Thursday’s Bullish Trading
The financials led the Dow Jones Industrial Average higher Thursday. JP Morgan (JPM) rose 3.7 percent and was the second best gainer in the Dow. Bank of America (BAC) gained 43 cents, or 4.8 percent, to $9.40 and was the biggest winner in the industrial average. 325 million BofA shares traded and options volume on the bank surged to more than 900,000 contracts. 715,000 calls and 209,000 puts traded in the name. September 9 calls were the day’s most actively traded equity options contract. 117,000 contracts changed hands. Weekly 9, October 9, October 10 and November 10 calls on BAC saw active trading as well.
Bullish trading was also seen in CBS, Forest Oil (FST), and Whiting Petroleum (WLL).
Thursday’s Bearish Trading
Weatherford (WFT) added 49 cents to $13.38 Thursday and options volume on the oil driller was 3.5X the daily average, driven by September 13 straddle buying. In afternoon action, an investor bought 8,000 September 13 calls on WFT for 57 cents and bought 8,000 September 13 puts for 15 cents. The straddle, for 72 cents, traded on ISE and data from the exchange was reporting closing buyer. More than 38,000 of the Sep 13 calls and 24,400 Sep 13 puts traded on the day and the activity probably offsets straddles, which were apparently being sold-to-open in late-August. For example, on August 22, the same Sep 13 straddle traded at $1.08, 2500X. At that time, the stock was at $12.78 and 4.5 percent below current levels. Although the stock has moved, the straddle is being bought to close for less premium Thursday because time decay has helped the position. In addition, implied volatility apparently dropped from about 38 to 35, which helped the straddle write as well. The overall action isn’t really bearish or bullish trading, but by closing the straddle Thursday, the investor is possibly trying to avoid the risk of holding the short straddle ahead of next week’s expiration.
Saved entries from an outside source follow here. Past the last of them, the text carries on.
PR #3595, opened 2024-08-27
Release 15.1.0

tyleralsbury:
Version `15.1.0` of Dawn

Dawn 15.1.0 changes the way SVGs are rendered in Dawn
### Fixes and improvements
- Moves SVGs from Liquid snippets to `.svg` files in the `/assets` folder
- Uses new `inline_asset_content` Liquid filter to render SVGs

### DIFF
--- a/assets/section-main-product.css
+++ b/assets/section-main-product.css
@@ -185,6 +185,10 @@ product-info {
   max-width: 100%;
 }
 
+.product-form__input .svg-wrapper {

Bearish trading was also seen in Keycorp (KEY), DISH Network (DISH), and Chesapeake (CHK).
Index Recap
The S&P 500 (SPX) gained 23.43 points to 1,459.99 and rallied to its best levels since December 2007 Thursday. CBOE Volatility Index (VIX), which tracks the expected volatility priced into SPX options, lost 11.1 percent to 14.05 and finished near session lows. VIX hit a multi-year low of 13.3 in mid-August and then bounced higher through early-September. While the index is falling again, there’s an important difference between the options market in mid-September, compared to a month ago. Namely, we have volume! Nearly 23 million contracts traded across the options exchanges Thursday, which is significantly better than the average daily volume of 13.6 million contracts seen in August. It also represents the highest one day options volume since May 18.
Analyzing the ETF Market
Volume surged in the exchange-traded funds world Thursday. 1.5 billion shares traded on the SPDR 500 Trust (SPY), PowerShares QQQ (QQQ), and other ETFs, which is more than double the average daily volume seen during the past month. 10.6 billion contracts traded on the funds as well, which is also more than double the daily average, according to Trade Alert data. Of that, about 4.5 million contracts were in the SPDR 500 Trust, SPY. 630K contracts traded on the SPDR Gold Trust (GLD), 576K on the SPDR Financials (XLF), 562K on the iShares Emerging Markets Fund (EEM), 465K on the iShares Silver Fund (SLV), and 192K on the Market Vectors Gold Fund (GDX). There was a lot of interest in the financials and metals Thursday.